悠紀は黙って聞いていた。

私は続けて話し続ける。

「まあ世の中には上手に生きてる不細工もいるよ?
でも大半の不細工はね、周りの対応の悪さに耐え切れずに自分にあった上手な生き方を身につけられないまま非現実の世界に走っていくんだよ。」

悠紀は頷いた。

「二次元の世界に走る不細工って多いしね。」

「そうでしょ。周りと目を合わせて向き合うのを恐れて極力傷つかないようにして、悪い意味での逃げ道を覚えちゃうんだよ。」

私は一気に喋って息切れしていた。

その様子をみながら悠紀は口を動かした。

「でもあんたはさ、自分の事不細工って思ってるみたいだけど、あんたは二次元の世界には走ってないじゃん。」

「私は1人の世界に逃げたんだよ。」

「あたしはそんなに麗華の事不細工とは思わないけどね。」


「世間的に見たら不細工でしょ。

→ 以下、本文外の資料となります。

PR #805, opened 2012-01-30
Issue #27898

laoneo:
Added a check if the buffer from the document is really an array. Issue
number is #27898 on joomlacode.

### DIFF
--- a/libraries/joomla/cache/cache.php
+++ b/libraries/joomla/cache/cache.php
@@ -549,7 +549,8 @@ class JCache extends JObject
 
 		// Get the modules buffer before component execution.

」

悠紀のフォローにも意思を曲げず私はひねくれる。

「確かに芸能人みたいに可愛いとは思わないけどさ。
私はあんたが世間が受け入れられない不細工だとは思わないよ。」

悠紀の褒めてるのかけなしてるのかよくわからない言葉に、私の気持ちは少しだけ緩んだ。

「それはどうも。
…でも周りにこんな美人な子がいると、どうしても卑屈になっちゃってさ。」